The power of reasoning, the will of acting for himself, which soon became evident in Charles Tyrrell, though not exercised prematurely, insolently, or obstinately, gave his father daily offence. It was with the gradual work of nature that he quarrelled in reality, while he affected to find fault with the conduct of his son. It was that he did not choose to see one, over whom he still thought to keep extended the rule of his iron rod, emancipated gradually, by the development of his corporeal and mental powers, from the authority which is given to parents for the protection and guidance of our immature years.

All this irritated him; but yet we do not mean to say that young Charles Tyrrell entertained any great veneration for his father's character, any love for his person, or any respect for his opinions: but that he did not do so was not his fault. The treatment which he daily experienced himself, and which he saw his mother undergo, had put an end altogether to anything like love and veneration; and the frequent variations of opinion which he daily beheld in his father; the arguing one day on one side of the question, and the next on the other side, as the passion of the moment dictated, left him, whether he would or not, without anything like respect for his judgment.

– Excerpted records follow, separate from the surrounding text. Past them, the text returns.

PR #1669, opened 2022-05-27
fix: deactivate Salesforce syncing if RR platform is not Newspack

dkoo:
### All Submissions:

Fixes an issue where if you had previously set up a Salesforce integration on the Newspack Reader Revenue platform, then changed to a different platform that still uses WooCommerce (e.g. Stripe), the Salesforce webhooks would still fire and attempt to sync, but fail because the orders don't contain the expected data. This fixes the issue by deactivating the webhooks if the wrong Reader Revenue platform is active, which should help clean up the debug log.

1. On `master`, make sure WooCommerce and all required extensions are installed and active. Set your Reader Revenue platform to "Newspack" and set up a [Salesforce integration](https://newspack.pub/support/reader-revenue/salesforce/). Ping me if you need test credentials. 
2. Change your platform to Stripe and complete Stripe configuration. Make sure to create the required webhooks.
3. On the front-end, make a donation via Stripe.
4. After a few minutes, observe fatals in your debug.log indicating a failed sync. In the WP dashboard, go to **WooCommerce > Orders** and find the order corresponding to your Stripe donation. Observe a "Salesforce sync status" message notice in the Order Actions panel indicating a failed sync.
5. Check out this branch, repeat step 3. This time, confirm there are no PHP errors thrown after the WC order is created, and confirm that the "Salesforce sync status" messaging is no longer shown in WC order pages.

### Other information:

### DIFF
--- a/includes/class-salesforce.php
+++ b/includes/class-salesforce.php
@@ -857,6 +857,11 @@ class Salesforce {
 	 * @return void
 	 */
 	private static function create_webhook() {
+		// Failsafe in case WC isn't active.
+		if ( ! class_exists( 'WC_Webhook' ) ) {
+			return;
+		}
+
 		$webhook = new \WC_Webhook();
 		$webhook->set_name( 'Sync Salesforce on order checkout' );
 		$webhook->set_topic( 'order.created' ); // Trigger on checkout.
--- a/includes/class-salesforce.php
+++ b/includes/class-salesforce.php
@@ -41,11 +41,30 @@ class Salesforce {
 	 * Add hooks.
 	 */
 	public static function init() {
+		add_action( 'init', [ __CLASS__, 'platform_check' ] );
 		add_action( 'rest_api_init', [ __CLASS__, 'register_api_endpoints' ] );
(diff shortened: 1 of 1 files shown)


includes/class-salesforce.php
```diff
@@ -41,13 +41,41 @@ class Salesforce {
...
 		add_action( 'woocommerce_order_action_newspack_sync_order_to_salesforce', [ __CLASS__, 'wc_order_manual_sync_action' ] );
 	}
 
+	/**
+	 * Check if Newspack is the current Reader Revenue platform.
+	 * If not, disable syncing. If so and the required webhook
+	 * doesn't exist, create it.
+	 */
+	public static function platform_check() {
+		$is_newspack = self::platform_is_newspack();
```
adekbadek, line 58: The method is already implemented in `Donations` class.

```suggestion
		$is_newspack = Donations::is_platform_wc();
```

(this will have to change in a few more places here)

adekbadek (changes requested):

includes/class-salesforce.php
dkoo: Nice, I missed that. Updated in b591fde

adekbadek (approved):

PR #1676, opened 2022-05-31
Simplify components and use Gutenberg's

thomasguillot:
### All Submissions:

This PR removes some of the custom components and styles in order to use standard Gutenberg components.

Since more and more plugins are using Gutenberg components I thought it'd make sense for us to do the same. This will bring some consistency throughout the different plugins.

This should also prevent some unexpected bugs when Gutenberg updates a component and breaks our custom styles.

We are still using a bunch of custom components but I redesigned them to match Gutenberg's style.

__After:__

after 1
after 2
after 3

__Before:__

before 1
before 2
before 3

This is quite a big PR so please test ALL the different screens/settings

### Other information:


assets/components/src/category-autocomplete/style.scss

He had learned at a public school to put some degree of restraint upon himself, and to show some degree of respect, whether he felt it or not, to older persons than himself. Thus, as far as he could, he restrained himself and obeyed; but it was when his mother was concerned that he forgot all deference towards his father. Then the strong passions which he had inherited from him would burst forth; then the indignation, which he smothered in his own case, would find a voice; then the vehement energy of his nature would display itself, employing all the talents he possessed to give fire and point to his angry rejoinders.

Still, however, his father's experience, knowledge of the world, learning, and skill in sarcasm, would furnish him with weapons which almost drove the boy to madness; and more than once, during the first two or three years after he had ventured to oppose his father in regard to his mother, his anger ended in bitter and disappointed tears at being overpowered by arguments and sarcasms which he felt to be wrong and unjust.

After a time, however, as he approached the age of seventeen or eighteen, instead of tears, he fell into deep silence, partly from finding himself unable to express his indignation in words such as he dared to use towards his father; partly from the desire to examine intensely what could be the cause which prevented him from proving himself right when he knew himself to be so. That silence, however, was mortifying to Sir Francis: the tears he had liked very well to see; but when once in the career of passion, he loved to provoke a rejoinder, almost sure that it would throw his opponent open to some new blow. Silence, therefore, was the most irritating thing that could be opposed to him; and twice, when, in some of their violent altercations, his son suddenly ceased and said no more, he was even hurried on to strike him, although the period of life at which such an act from a father to a son is at all justifiable had long passed.

On those two occasions, Charles Tyrrell put both his hands behind his back, and clasped them tight together, till round each of the fingers, as they pressed upon the flesh of the other hand, a deep white space might be seen, showing the stern energy with which he clinched them together. On both these occasions, too, after gazing, with a frowning brow and a quivering lip, on his father's face for two or three moments in deep silence, he rushed suddenly out of the house and plunged into the woods around.

CHAPTER III.

We have dealt long enough in general descriptions, but they were necessary to explain what is to follow. We must now turn to particular incidents and to details of facts, endeavouring to set forth our tale more as a gallery of pictures than as a consecutive narrative.

The period of Charles Tyrrell's schooldays was over, and he was now studying at the University; but with his studies there we, of course, shall not meddle, but take up his history at his first return to his father's house, after having been absent some months at Oxford. His father, though possessed, as we have said, of very large fortune, had made his son no larger allowance at college than mere shame compelled him to do. This, however, proceeded in no degree from parsimony; for, as far as money was concerned, he was a liberal and a generous man; but the latent motive was to have a continual check upon his son, and a subject, at any time that he chose to employ it, for censure and irritation.

Do not let any one suppose that this picture is caricatured; for, on the contrary, it is true, and only drawn with a hand not strong enough to paint it accurately. The sum which he allowed his son was by no means sufficient to maintain him upon a level with young men of his own station, and, ere he had been many months at college, the thoughtlessness natural to youth, joined with a free and generous disposition, had, of course, plunged him into some difficulties. As soon as he found it was so, Charles Tyrrell, well knowing his fathers character, determined to extricate himself without subjecting himself to make a request to his father, which would be granted, he knew, with taunts and reproaches, and held over his head as an obligation incurred, to be frequently alluded to in the future. He therefore applied himself to economize with the most rigid exactness; and at a time when everything that was extravagant and thoughtless was done by all those around him, he devoted himself to study and to thought, making his application to such pursuits an excuse for absenting himself from the society of those with whom he had begun to associate.